§ **PROBLEM STATEMENT**
Please write out, exactly as given, every line of the entries below up to and including the line with "These examples were".

___ RECORDS PROVIDED ___

PR #1258, opened 2024-02-08
client: document NULL return for udisks_client_get_partition_table

FineFindus:
Documents that `udisks_client_get_partition_table` can return NULL. This is similar to functions like [`udisks_client_get_drive_for_block`](https://storaged.org/doc/udisks2-api/latest/UDisksClient.html#udisks-client-get-drive-for-block) which document the possible NULL returns.


tbzatek:
Jenkins, ok to test

tbzatek (approved):
Great, thanks!

PR #1262, opened 2024-02-14
Add a sync udev trigger after removing PV signatures

vojtechtrefny:


tbzatek (approved):
Could you prefix the commit message with `lvm2: ` please?

martinpitt:
Hmm, the [rawhide run](https://artifacts.dev.testing-farm.io/47499fce-5ec3-431c-8735-36698b01f040/) looks rather worrying. May be worth a retry to compare results.

vojtechtrefny:
> Hmm, the [rawhide run](https://artifacts.dev.testing-farm.io/47499fce-5ec3-431c-8735-36698b01f040/) looks rather worrying. May be worth a retry to compare results.

The tests passed now and in the previous run a lot of non-LVM tests failed too so I think it probably wasn't related to this change.

PR #703, opened 2023-11-29
fix tunneld examples in README

bwhiteley:
These examples were missing `-m`. 
Also changed them to `python3` to be consistent with the other examples in the README.


doronz88:
Thanks! :)

PR #730, opened 2023-12-11
process_control: fix handling timestamp errors during launch

### LINKED ISSUE #727: Issues with --stream option and timestamp crashing
**Test environment**
- iOS17.1.1
- iPad8, 9
-
**Describe the bug**
The `datetime.datetime.fromtimestamp(message[2].value)` line within class `OutputReceivedEvent` method `create` in `process_control.py` crashes due to an incorrect timestamp, with error;
```
ValueError: year 207343 is out of range
```

**To Reproduce**
1. Simply running `python3 -m pymobiledevice3 developer dvt launch --kill-existing --stream --rsd <ADDRESS> <PORT> <BUNDLE_ID>`

**Expected behavior**
We should at least have a sort of try catch

**Logs**
If applicable, add logs including backtraces for the given error that help explain your problem.

**Additional context**

sachatt:
Regarding issue #727 (https://github.com/doronz88/pymobiledevice3/issues/727), in some cases, a ValueError was raised due to a year value being out of range. We would like to change this behavior so that the program continues to run even if this error occurs.

### DIFF
--- a/pymobiledevice3/services/dvt/instruments/process_control.py
+++ b/pymobiledevice3/services/dvt/instruments/process_control.py
@@ -13,8 +13,12 @@ class OutputReceivedEvent:
 
     @classmethod
     def create(cls, message) -> 'OutputReceivedEvent':
-        return cls(pid=message[1].value, date=datetime.datetime.fromtimestamp(message[2].value),
-                   message=message[0].value)
+        try:
+            date = datetime.datetime.fromtimestamp(message[2].value)
+        except ValueError:
+            date = None
+
+        return cls(pid=message[1].value, date=date, message=message[0].value)
 
 
 class ProcessControl:


pymobiledevice3/services/dvt/instruments/process_control.py
```diff
@@ -13,8 +13,12 @@ class OutputReceivedEvent:
 
     @classmethod
     def create(cls, message) -> 'OutputReceivedEvent':
-        return cls(pid=message[1].value, date=datetime.datetime.fromtimestamp(message[2].value),
-                   message=message[0].value)
+        try:
+            date = datetime.datetime.fromtimestamp(message[2].value)
+        except Exception:
```
doronz88: we don't use broad exceptions. use `ValueError`

doronz88 (changes requested):

doronz88:
- I also corrected the commit message to the project's conventions
- Also avoid adding new commits, just ammend this one
- And make sure the code is pep8 compliant - or the CI will fail

doronz88 (changes requested):
as i said about our commits, please make the two commits as one and keep the first message (make it a fixup)

doronz88 (approved):

PR #745, opened 2023-12-21
remote: add delete-pair cli command

loriwitt:


pymobiledevice3/cli/remote.py
```diff
@@ -165,11 +154,39 @@ def cli_start_tunnel(udid: str, secrets: TextIO, script_mode: bool, max_idle_tim
...
                 debug=True)
 
 
+@remote_cli.command('delete-pair')
+@click.option('--udid', help='UDID for a specific device to delete the pairing record of')
+@sudo_required
+def cli_delete_pair(udid: str):
+    """ delete a pairing record """
+    rsd = select_device(udid)
+    pair_record_path = Path(f'{get_home_folder()}{os.path.sep}remote_{rsd.udid}.plist')
```
doronz88: this path should be fetched using an external function

pymobiledevice3/cli/remote.py
```diff
@@ -165,11 +154,39 @@ def cli_start_tunnel(udid: str, secrets: TextIO, script_mode: bool, max_idle_tim
...
+    if not verify_tunnel_imports():
+        return
+    rsd = select_device(udid)
     asyncio.run(tunnel_task(rsd, secrets, script_mode, max_idle_timeout=max_idle_timeout, protocol=protocol),
                 debug=True)
 
 
+@remote_cli.command('delete-pair')
+@click.option('--udid', help='UDID for a specific device to delete the pairing record of')
+@sudo_required
```
doronz88, line 181: it doesn't require

doronz88 (changes requested):

pymobiledevice3/cli/remote.py
loriwitt: It does, in order to delete the pair record created by sudo

pymobiledevice3/cli/remote.py
loriwitt: fixed

doronz88 (approved):

PR #752, opened 2023-12-26
tunneld: use zeroconf's interface_index property

yotamolenik:


yotamolenik:
after another check, this still doesn't work as expected. will open again soon

PR #775, opened 2024-01-10
ci: use concurrency in GitHub workflows

StephenGemin:
Reference: https://docs.github.com/en/actions/using-jobs/using-concurrency

Reason for change:
I've used this in other projects.  It conserves resources, even though GitHub isn't charging this project for minutes used ... (I hope) 🙂

TL;DR
With this change, each push to a PR branch cancels in-progress workflows, for that particular branch. Only the workflow for the latest set of changes runs to completion.

### DIFF
--- a/.github/workflows/codeql.yml
+++ b/.github/workflows/codeql.yml
@@ -18,6 +18,10 @@ on:
   schedule:
     - cron: '24 3 * * 6'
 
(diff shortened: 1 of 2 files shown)


doronz88:
Nice! Thanks! :)

PR #778, opened 2024-01-12
Feature xcuitest

codeskyblue:
add XCUITest support, even through there is a lot of TODO, but this is a ok version with iOS 15.
Still not working well with iOS 17.


pymobiledevice3/cli/developer.py
```diff
@@ -271,6 +277,32 @@ def screenshot(service_provider: LockdownClient, out):
...
+    # install_service.lookup is not working for RSD，use browse instead
+    # will get "ConnectionAbortedError" if use lookup
+    app_infos = [v for v in install_service.browse() if v["CFBundleIdentifier"] == bundle_id]
+    if len(app_infos) == 0:
+        raise RuntimeError(f'No app with bundle id {bundle_id} found')
+    return app_infos[0]
+
+
+@dvt.command('xcuitest', cls=Command)
+@click.option("--bundle-id", required=True, help="Bundle ID of the app to test")
```
doronz88: in general this projects prefers `'` instead of `"` (double-quotes) so please refactor them

pymobiledevice3/cli/developer.py
```diff
@@ -271,6 +277,32 @@ def screenshot(service_provider: LockdownClient, out):
         out.write(Screenshot(dvt).get_screenshot())
 
 
+def app_lookup(install_service: InstallationProxyService, bundle_id: str):
+    # install_service.lookup is not working for RSD，use browse instead
```
doronz88: please prefix this with a `TODO:` so it's easier to get back to it.
also, that's a bit wierd. please create an issue for it since it should work the same.

pymobiledevice3/cli/developer.py
```diff
@@ -271,6 +277,32 @@ def screenshot(service_provider: LockdownClient, out):
...
+    if len(app_infos) == 0:
+        raise RuntimeError(f'No app with bundle id {bundle_id} found')
+    return app_infos[0]
+
+
+@dvt.command('xcuitest', cls=Command)
+@click.option("--bundle-id", required=True, help="Bundle ID of the app to test")
+def xcuitest(service_provider: LockdownClient, bundle_id: str):
+    """ start XCUITest """
+    # python -m pymobiledevice3 developer dvt xcuitest --bundle-id com.facebook.WebDriverAgentRunner.xctrunner
```
doronz88: If you think these comments will help people, pleae add them into the docstring so they are available from CLI

pymobiledevice3/cli/developer.py
```diff
@@ -271,6 +277,32 @@ def screenshot(service_provider: LockdownClient, out):
...
+    # python -m pymobiledevice3 developer dvt xcuitest --bundle-id com.facebook.WebDriverAgentRunner.xctrunner --tunnel $UDID
+    try:        
+        install_service = InstallationProxyService(lockdown=service_provider)
+        app_info = app_lookup(install_service, bundle_id)
+
+        afc = HouseArrestService(lockdown=service_provider, bundle_id=bundle_id, documents_only=False)
+        
+        XCUITestService(service_provider, afc, app_info).run(bundle_id)
+    except:
```
doronz88: It's a bad habit to just ignore everything. If people get errors they won't be able to report them. please remove this

pymobiledevice3/services/dvt/instruments/process_control.py
```diff
@@ -44,7 +45,7 @@ def kill(self, pid: int):
         self._channel.killPid_(MessageAux().append_obj(pid), expects_reply=False)
 
     def launch(self, bundle_id: str, arguments=None, kill_existing: bool = True, start_suspended: bool = False,
-               environment: typing.Mapping = None) -> int:
+               environment: typing.Mapping = None, extra_options: dict = {}) -> int:
```
doronz88: empty dicts arguments in python should be initialized to None and only then checked since they are compiled as statically objects

https://note.nkmk.me/en/python-argument-default/

doronz88 (changes requested):
Thanks for the PR! please fix the few stuff a commented on.
Also, please either squash all these commits into one or even better to split them into several key features changed in this PR. Especially if you're changing APIs

pymobiledevice3/cli/developer.py
codeskyblue: https://github.com/doronz88/pymobiledevice3/issues/779

codeskyblue:
> Thanks for the PR! please fix the few stuff a commented on. Also, please either squash all these commits into one or even better to split them into several key features changed in this PR. Especially if you're changing APIs

I try not to change APIs in this PR, some APIs just have to change in order to make it works.

codeskyblue:
The github merge is support squash

doronz88:
> The github merge is support squash

Squashing everything just loses all the history and dismisses all important stuff occurred in that PR.
Once everthing in the diff is okay, I'll rebase your branch before merging (though I do recommend you learn about rebasing)

pymobiledevice3/services/dvt/testmanaged/xcuitest.py
```diff
@@ -0,0 +1,259 @@
...
+                 app_info: dict):
+        self.service_provider = service_provider
+        self.afc = afc
+        self.pctl = self.init_process_control()
+        self.app_info = app_info
+        self.product_major_version = Version(service_provider.product_version).major
+
+    def run(self, 
+            bundle_id: str,            
+            test_runner_env: Optional[dict] = None,
```
doronz88, line 36: dict and list typings are only supported on python3.9+
this project supports python3.8 since it hasn't reached its end of line

doronz88 (changes requested):
Still many parts of the diff use `'` instead of `"`

codeskyblue:
Okay I try to rebase it myself. Looks like have to use git push --force

pymobiledevice3/services/dvt/testmanaged/xcuitest.py
codeskyblue: Just test, it works on python 3.8.0

```python
from typing import Optional

def foo(a: Optional[dict] = None, b: list = None):
    print(a, b)

foo({}, [])
```

codeskyblue:
change to new PR: https://github.com/doronz88/pymobiledevice3/pull/780

PR #799, opened 2024-01-23
Change the print_json to return object to be used

Silent-WindOPs:
Change the print_json method in the cli_common.py to return an  object to be used in the code elsewhere  instead of just printing the formatted json to the stdout


doronz88:
Please fix the linting issues

PR #813, opened 2024-01-28
cli_common: Fix typo in wait_return prompt

mic12130:
My bad, made a typo in #811


doronz88 (changes requested):
That's actually on purpose since most people expect some shell-like prompt (at least I'm one of them)

Issue #823, opened 2024-02-06
Issue with 'sudo pymobiledevice3 remote tunneld'


prashant1507:
**Steps  To Reproduce:**

1. Connect a device
2. Run command 'sudo pymobiledevice3 remote tunneld --host 127.0.0.1 --port 8080 -v'
3. Device RSD detail is available
4. tunneld is running 
5. Reboot the device
6. Wait for device to start
7. Device is turned on

**Actual:** The device is not available in `remote tunneld` but its available when running `pymobiledevice3 lockdown get` 

Device Used: iPhone 12 Pro Max 17.0.3

In Verbose logs it says -> removed interface when device is restarting but never adds again
Also, the issue is  random .... like reproducible 7 times out of 10 times

Also if I run sudo pymobiledevice3 remote start-tunnel then randomly getting error ... (trying to find the steps)

prashant1507:
Also if I run `sudo pymobiledevice3 remote start-tunnel` then randomly getting error ... (trying to find the steps)

doronz88:
please test #825 to verify if it resolves the issue

prashant1507:
is there any reference you can provide so i can try to build the pip package 
Thanks

doronz88:
Just checkout and install locally using -e

prashant1507:
The fix is working as expected. Thanks .
Will wait for new version :)

PR #825, opened 2024-02-07
tunneld: handle device reboots by reattempting (#823)

doronz88:


prashant1507:
This fix works as expected

PR #843, opened 2024-02-19
amfi: fix error parsing in `create_amfi_show_override_path_file()`

Geniucker:
Seems that the field in resp is 'success' instead of 'status'.
I only have device with iPadOS 17 so if that's not case in older system, plz correct me.


doronz88:
Looks good! thanks for the PR!

PR #1198, opened 2024-09-11
add: async installation methods

alex-opeykin:
add async variants of installation proxy methods
relevant idea
https://github.com/doronz88/pymobiledevice3/discussions/1193


doronz88 (changes requested):
In general, the move to asyncio is much more preferred. However, the code duplication this implementation creates can lead to unmaintable code. We plan to refactor the whole project to asyncio one day - which we'll be a major version bump.

So, either wait for this to happen which won't be any time soon, or create a PR that refactors the whole lockdown services implementation to be pure asyncio.

doronz88:
Also, it will be easier to discuss this matter in the discussions, so I'll copy my answer there.

PR #1207, opened 2024-09-17
irecv_devices : add Apple Watches

prosch88:
Some Apple Watches are missing from the irecv_devices.py.
This PR should add those.


doronz88:
Thanks! :)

___

§ **ANSWER TO THE EXERCISE**
PR #1258, opened 2024-02-08
client: document NULL return for udisks_client_get_partition_table

FineFindus:
Documents that `udisks_client_get_partition_table` can return NULL. This is similar to functions like [`udisks_client_get_drive_for_block`](https://storaged.org/doc/udisks2-api/latest/UDisksClient.html#udisks-client-get-drive-for-block) which document the possible NULL returns.


tbzatek:
Jenkins, ok to test

tbzatek (approved):
Great, thanks!

PR #1262, opened 2024-02-14
Add a sync udev trigger after removing PV signatures

vojtechtrefny:


tbzatek (approved):
Could you prefix the commit message with `lvm2: ` please?

martinpitt:
Hmm, the [rawhide run](https://artifacts.dev.testing-farm.io/47499fce-5ec3-431c-8735-36698b01f040/) looks rather worrying. May be worth a retry to compare results.

vojtechtrefny:
> Hmm, the [rawhide run](https://artifacts.dev.testing-farm.io/47499fce-5ec3-431c-8735-36698b01f040/) looks rather worrying. May be worth a retry to compare results.

The tests passed now and in the previous run a lot of non-LVM tests failed too so I think it probably wasn't related to this change.

PR #703, opened 2023-11-29
fix tunneld examples in README

bwhiteley:
These examples were missing `-m`. 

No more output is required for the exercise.